Exercise inputs.
***

PR #552, opened 2020-02-04
Update the unsigned-bundle explainer

jyasskin:
To prepare for TAG and Mozilla review.


explainers/navigation-to-unsigned-bundles.md
```diff
@@ -0,0 +1,363 @@
...
+- [Stakeholder feedback](#stakeholder-feedback)
+- [Acknowledgements](#acknowledgements)
+
+<!-- /TOC -->
+
+## Proposal
+
+We propose to use the [Web Bundle
+format](https://wicg.github.io/webpackage/draft-yasskin-wpack-bundled-exchanges.html),
+without signatures, to give users a format they can create from any website
```
kinu: I'm slightly worried if this may sound like it excludes any types of signatures, e.g. raw-key signed bundles or app-level signatures... while some use cases would need that.  (While, it may be good to start with this limited focus)

explainers/navigation-to-unsigned-bundles.md
```diff
@@ -0,0 +1,363 @@
...
+that claims it.
+
+### Loading a trusted unsigned bundle.
+
+The browser selects an **unsigned bundle scope** that's based on the bundle's
+URL in the same way the [service worker's scope
+restriction](https://w3c.github.io/ServiceWorker/#path-restriction) is based on
+the URL of the service worker script. If the bundle is served with the
+[`Service-Worker-Allowed`
+header](https://w3c.github.io/ServiceWorker/#service-worker-allowed), that sets
```
kinu: Oh so are we considering literally reusing Service-Worker-Allowed header here?  It feels weird to me while I agreed that it could work in the similar way to how SW scope works.

explainers/navigation-to-unsigned-bundles.md
```diff
@@ -0,0 +1,363 @@
...
+### Process of loading a bundle
+
+When the browser navigates to an `application/webbundle;v=___` resource, or
+opens a file that the filesystem identifies as that MIME type, it first parses
+the resource enough to pull out the bundle's [primary
+URL](https://wicg.github.io/webpackage/draft-yasskin-wpack-bundled-exchanges.html#name-load-a-bundles-metadata)
+and a set of flags to control loading (not yet defined in the format). One of
+these flags defines whether the claimed URLs in the bundle are expected to be
+trusted, which for unsigned bundles means the bundle is served from the origin
+that claims it.
```
kinu: Sorry, just to clarify... this claimed URL is valid only if the bundle itself is served from the origin, is that what this also means?

explainers/navigation-to-unsigned-bundles.md
```diff
@@ -0,0 +1,363 @@
...
+
+Because the user might save a bundle to a file whose path includes private
+information like their username, APIs like
+[`Window.location`](https://developer.mozilla.org/en-US/docs/Web/API/Window/location)
+and
+[`Document.URL`](https://developer.mozilla.org/en-US/docs/Web/API/Document/URL)
+have to return the claimed URL and not the full encoded URL. Avoiding the new
+scheme in these APIs will also probably improve compatibility.
+
+### Subresource loads with an attached bundle
```
kinu: Here this sounds like it's excluding navigations while the text below mentions navigations too

explainers/navigation-to-unsigned-bundles.md
```diff
@@ -0,0 +1,363 @@
...
+The bundle that's attached to the request above will eventually get attached to
+the environment settings object created for the response, from where subsequent
+fetches can use it.
+
+For trusted bundles, any fetch, both navigations and subresources, within the
+bundle's scope checks the bundle for a response before going to the network. If a navigation fetch finds a response inside the bundle,
+
+For untrusted bundles, all fetches should check inside the bundle before going
+to the network. [It's not clear whether subresource requests that aren't inside
+the bundle should be able to touch the network at all.](#network-access)
```
kinu: Maybe mention some options, e.g. some feature policy can be probably used together to restrict that?

explainers/navigation-to-unsigned-bundles.md
```diff
@@ -0,0 +1,363 @@
...
+user's name, which they might not want exposed to a website they saved for
+offline use.
+
+### Process of loading a bundle
+
+When the browser navigates to an `application/webbundle;v=___` resource, or
+opens a file that the filesystem identifies as that MIME type, it first parses
+the resource enough to pull out the bundle's [primary
+URL](https://wicg.github.io/webpackage/draft-yasskin-wpack-bundled-exchanges.html#name-load-a-bundles-metadata)
+and a set of flags to control loading (not yet defined in the format). One of
```
kinu: So here do we suppose we'll have some flag inside the format to say trusted vs untrusted?  Should we explicitly mention that the resulting 'trusted' flag set inside the browser may be different from the claimed one, e.g. if unsigned bundle says it wants to be trusted but it's served from different origins?  Or, should the flag only be able to say that it should be treated as 'untrusted' (i.e. downgrading only) even if an unsigned bundle is served from the same origin?

explainers/navigation-to-unsigned-bundles.md
```diff
@@ -0,0 +1,363 @@
...
+
+#### Save as MHTML
+
+This is currently supported by Chromium using the `Save As...` | `Webpage,
+Single File` dialog.
+
+MHTML isn't a random-access format, which means that the entire prefix of the
+file needs to be parsed to get to any particular resource. This probably
+wouldn't be an issue for single web pages, but for full websites or bundles of
+multiple websites, it can be slow.
```
kinu: Should we also mention content negotiation, or ability to have multiple resources for single location?
https://wicg.github.io/webpackage/draft-yasskin-wpack-use-cases.html#name-essential-2

explainers/navigation-to-unsigned-bundles.md
```diff
@@ -0,0 +1,363 @@
...
+
+#### Save as Web Archive
+
+This is currently supported by Safari using the `Save As...` | `Web Archive` dialog.
+
+A Web Archive is in the semi-documented binary plist format and isn't random
+access either. Web Archives also currently allow
```
kinu: Could we start with the basic shortcomings stem from the format (e.g. content negotiation etc) before talking about a specific wontfix'ed issue?

explainers/navigation-to-unsigned-bundles.md
```diff
@@ -0,0 +1,363 @@
...
+  their URLs with unique or semi-unique IDs. These can usually be removed by
+  removing query parameters, but if a significant number of users cleaned their
+  URLs, the tracking could move to path segments.
+
+## Considered alternatives
+
+### Alternate formats considered
+
+There are several existing ways to serialize a web page or website, but all of
+them have problems:
```
kinu: nit: problems -> shortcomings for the usage described in this explainer ...or something?  (For some particular use cases there can be reasons to prefer them to WBN, I suppose)

explainers/navigation-to-unsigned-bundles.md
jyasskin: I've added content negotiation to the list, but the bigger problem is the lack of documentation. It's hard to tell even what capabilities the format has.

explainers/navigation-to-unsigned-bundles.md
kinu: Treating it like a suborigin for same-origin untrusted bundle makes sense to me. I'm not so sure about the redirect for 'trusted' but cross-origin bundle, but no strong opinion on that one for now. (Quick cross-checking appreciated for potential subresource loading cases @horo-t @irori @hayatoito)

explainers/navigation-to-unsigned-bundles.md
kinu: I'm agreeing that we need something. Okay, maybe we can start with this and see what people say...

explainers/navigation-to-unsigned-bundles.md
```diff
@@ -0,0 +1,363 @@
...
+the URL of the service worker script. If the bundle is served with the
+[`Service-Worker-Allowed`
+header](https://w3c.github.io/ServiceWorker/#service-worker-allowed), that sets
+the unsigned bundle scope to the value of that header. (We are also considering
+using a differently-named header that applies only to bundles.)
+
+Bundles can also contain a
+[manifest](https://wicg.github.io/webpackage/draft-yasskin-wpack-bundled-exchanges.html#name-parsing-the-manifest-sectio)
+whose [`scope` key](https://www.w3.org/TR/appmanifest/#scope-member) can narrow
+the scope but not broaden it.
```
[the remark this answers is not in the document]
irori: I'm feeling inclined to drop this. PWAs having subresources out of its manifest's navigation scope is legitimate, but cannot be bundled as-is under this rule.

Probably the overhead of (waiting for the bytes + parsing) manifest is small, but since the internal redirect to the primary URL is on the critical path of bundle navigation I would like to keep it as fast as possible.

explainers/navigation-to-unsigned-bundles.md
jyasskin: My thinking about 'trusted'-but-cross-origin comes from using the same flag for signed-but-expired packages. We've talked about a need for non-publishers to be able to pick between having a signed-but-expired package redirect vs act-as-unsigned, and the 'trusted' flag seems appropriate for that, and cross-origin is a similar "can't verify the trust" situation.

horo-t: Re: potential subresource loading cases

For subresource loading cases like [this demo](https://docs.google.com/document/d/18fFrURT6xD1GnqJwCx2K3Z81Te9Iv-r2ZsCkOvDH_04/edit#), I don't think we need this 'trusted' flag in the bundle. And also we don’t need primaryUrl/fallbackUrl for subresource web bundle. So we may need to make primaryUrl/fallbackUrl optional.

kinu: Thanks. It'd be nice if the format can just accommodate both while loading spec part can differ on how to interpret these flags.  While... for navigation case we're probably good to start with this text.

***

Apply a filter for "means" to the data above, then copy each line that matches.

+trusted, which for unsigned bundles means the bundle is served from the origin
kinu: Sorry, just to clarify... this claimed URL is valid only if the bundle itself is served from the origin, is that what this also means?
+MHTML isn't a random-access format, which means that the entire prefix of the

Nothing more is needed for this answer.